(Saved data entries)

PR #461, opened 2020-07-22
Accounting debug api 

metacertain:
The aim of this pull request is to create the

```
/balances
```
```
/balances/{peer}
```

endpoints in the debug api that return the swap balances associated with peers in json format

### DIFF
--- a/pkg/accounting/accounting.go
+++ b/pkg/accounting/accounting.go
@@ -231,6 +231,7 @@ func (a *Accounting) getPeerBalance(peer swarm.Address) (*PeerBalance, error) {
 	return peerBalance, nil
 }
 
+// Balances gets balances for all peers, first from memory, than completing from store
 func (a *Accounting) Balances() (map[string]int64, error) {
 	peersBalances := make(map[string]int64)
 
@@ -240,8 +241,7 @@ func (a *Accounting) Balances() (map[string]int64, error) {
 	}
 	a.balancesMu.Unlock()
 
-	err := a.CompleteFromStore(peersBalances)
-
+	err := a.completeFromStore(peersBalances)
 	if err != nil {
 		return nil, err
 	}
@@ -249,12 +249,14 @@ func (a *Accounting) Balances() (map[string]int64, error) {
 	return peersBalances, nil
 }
 
-func (a *Accounting) CompleteFromStore(s map[string]int64) error {
-
+// Get balances from store for keys (peers) that do not already exist in argument map
+// Used to get all balances not loaded in memory at the time the Balances() function is called
+func (a *Accounting) completeFromStore(s map[string]int64) error {
 	err := a.store.Iterate(balancesPrefix, func(key, val []byte) (stop bool, err error) {
-
-		addr := balanceKeyPeer(key)
-
+		addr, err := balanceKeyPeer(key)
+		if err != nil {
+			return false, nil
+		}
 		if _, ok := s[addr.String()]; !ok {
 			var storevalue int64
 			err = a.store.Get(peerBalanceKey(addr), &storevalue)
@@ -262,32 +264,30 @@ func (a *Accounting) CompleteFromStore(s map[string]int64) error {
 				a.logger.Debugf("store operation error for peer %v: %v", addr.String(), err)
 				return false, nil
 			}
+
 			s[addr.String()] = storevalue
 		}
-
 		return false, nil
 	})
 
 	return err
-
 }
 
-func balanceKeyPeer(key []byte) swarm.Address {
+// get the embedded peer from the balance storage key
+func balanceKeyPeer(key []byte) (swarm.Address, error) {
 	k := string(key)
-	var ret swarm.Address
 
 	split := strings.SplitAfter(k, balancesPrefix)
 	if len(split) != 2 {
-		return ret
+		return swarm.ZeroAddress, errors.New("No peer in key")
 	}
 
 	addr, err := swarm.ParseHexAddress(split[1])
-
 	if err != nil {
-		return ret
+		return swarm.ZeroAddress, err
 	}
 
-	return addr
+	return addr, nil
 }
 
 func (pb *PeerBalance) freeBalance() int64 {
--- a/pkg/accounting/accounting.go
+++ b/pkg/accounting/accounting.go
@@ -7,15 +7,18 @@ package accounting
 import (
 	"errors"
 	"fmt"
-	"sync"
-
 	"github.com/ethersphere/bee/pkg/logging"
 	"github.com/ethersphere/bee/pkg/p2p"
 	"github.com/ethersphere/bee/pkg/storage"
 	"github.com/ethersphere/bee/pkg/swarm"
+	"strings"
+	"sync"
 )
 
-var _ Interface = (*Accounting)(nil)
+var (
+	_              Interface = (*Accounting)(nil)
+	balancesPrefix string    = "balance_"
+)
 
 // Interface is the main interface for Accounting
 type Interface interface {
@@ -31,6 +34,8 @@ type Interface interface {
 	Debit(peer swarm.Address, price uint64) error
 	// Balance returns the current balance for the given peer
 	Balance(peer swarm.Address) (int64, error)
+	// Balances returns balances for all known peers
+	Balances() (map[string]int64, error)
 }
 
 // PeerBalance holds all relevant accounting information for one peer
@@ -129,7 +134,7 @@ func (a *Accounting) Credit(peer swarm.Address, price uint64) error {
 
 	a.logger.Tracef("crediting peer %v with price %d, new balance is %d", peer, price, nextBalance)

### WORK TASK
The response has to match the records above word for word.

### FINISHED TASK
PR #461, opened 2020-07-22
Accounting debug api 

metacertain:
The aim of this pull request is to create the

```
/balances
```
```
/balances/{peer}
```

endpoints in the debug api that return the swap balances associated with peers in json format

### DIFF
--- a/pkg/accounting/accounting.go
+++ b/pkg/accounting/accounting.go
@@ -231,6 +231,7 @@ func (a *Accounting) getPeerBalance(peer swarm.Address) (*PeerBalance, error) {
 	return peerBalance, nil
 }
 
+// Balances gets balances for all peers, first from memory, than completing from store
 func (a *Accounting) Balances() (map[string]int64, error) {
 	peersBalances := make(map[string]int64)
 
@@ -240,8 +241,7 @@ func (a *Accounting) Balances() (map[string]int64, error) {
 	}
 	a.balancesMu.Unlock()
 
-	err := a.CompleteFromStore(peersBalances)
-
+	err := a.completeFromStore(peersBalances)
 	if err != nil {
 		return nil, err
 	}
@@ -249,12 +249,14 @@ func (a *Accounting) Balances() (map[string]int64, error) {
 	return peersBalances, nil
 }
 
-func (a *Accounting) CompleteFromStore(s map[string]int64) error {
-
+// Get balances from store for keys (peers) that do not already exist in argument map
+// Used to get all balances not loaded in memory at the time the Balances() function is called
+func (a *Accounting) completeFromStore(s map[string]int64) error {
 	err := a.store.Iterate(balancesPrefix, func(key, val []byte) (stop bool, err error) {
-
-		addr := balanceKeyPeer(key)
-
+		addr, err := balanceKeyPeer(key)
+		if err != nil {
+			return false, nil
+		}
 		if _, ok := s[addr.String()]; !ok {
 			var storevalue int64
 			err = a.store.Get(peerBalanceKey(addr), &storevalue)
@@ -262,32 +264,30 @@ func (a *Accounting) CompleteFromStore(s map[string]int64) error {
 				a.logger.Debugf("store operation error for peer %v: %v", addr.String(), err)
 				return false, nil
 			}
+
 			s[addr.String()] = storevalue
 		}
-
 		return false, nil
 	})
 
 	return err
-
 }
 
-func balanceKeyPeer(key []byte) swarm.Address {
+// get the embedded peer from the balance storage key
+func balanceKeyPeer(key []byte) (swarm.Address, error) {
 	k := string(key)
-	var ret swarm.Address
 
 	split := strings.SplitAfter(k, balancesPrefix)
 	if len(split) != 2 {
-		return ret
+		return swarm.ZeroAddress, errors.New("No peer in key")
 	}
 
 	addr, err := swarm.ParseHexAddress(split[1])
-
 	if err != nil {
-		return ret
+		return swarm.ZeroAddress, err
 	}
 
-	return addr
+	return addr, nil
 }
 
 func (pb *PeerBalance) freeBalance() int64 {
--- a/pkg/accounting/accounting.go
+++ b/pkg/accounting/accounting.go
@@ -7,15 +7,18 @@ package accounting
 import (
 	"errors"
 	"fmt"
-	"sync"
-
 	"github.com/ethersphere/bee/pkg/logging"
 	"github.com/ethersphere/bee/pkg/p2p"
 	"github.com/ethersphere/bee/pkg/storage"
 	"github.com/ethersphere/bee/pkg/swarm"
+	"strings"
+	"sync"
 )
 
-var _ Interface = (*Accounting)(nil)
+var (
+	_              Interface = (*Accounting)(nil)
+	balancesPrefix string    = "balance_"
+)
 
 // Interface is the main interface for Accounting
 type Interface interface {
@@ -31,6 +34,8 @@ type Interface interface {
 	Debit(peer swarm.Address, price uint64) error
 	// Balance returns the current balance for the given peer
 	Balance(peer swarm.Address) (int64, error)
+	// Balances returns balances for all known peers
+	Balances() (map[string]int64, error)
 }
 
 // PeerBalance holds all relevant accounting information for one peer
@@ -129,7 +134,7 @@ func (a *Accounting) Credit(peer swarm.Address, price uint64) error {
 
 	a.logger.Tracef("crediting peer %v with price %d, new balance is %d", peer, price, nextBalance)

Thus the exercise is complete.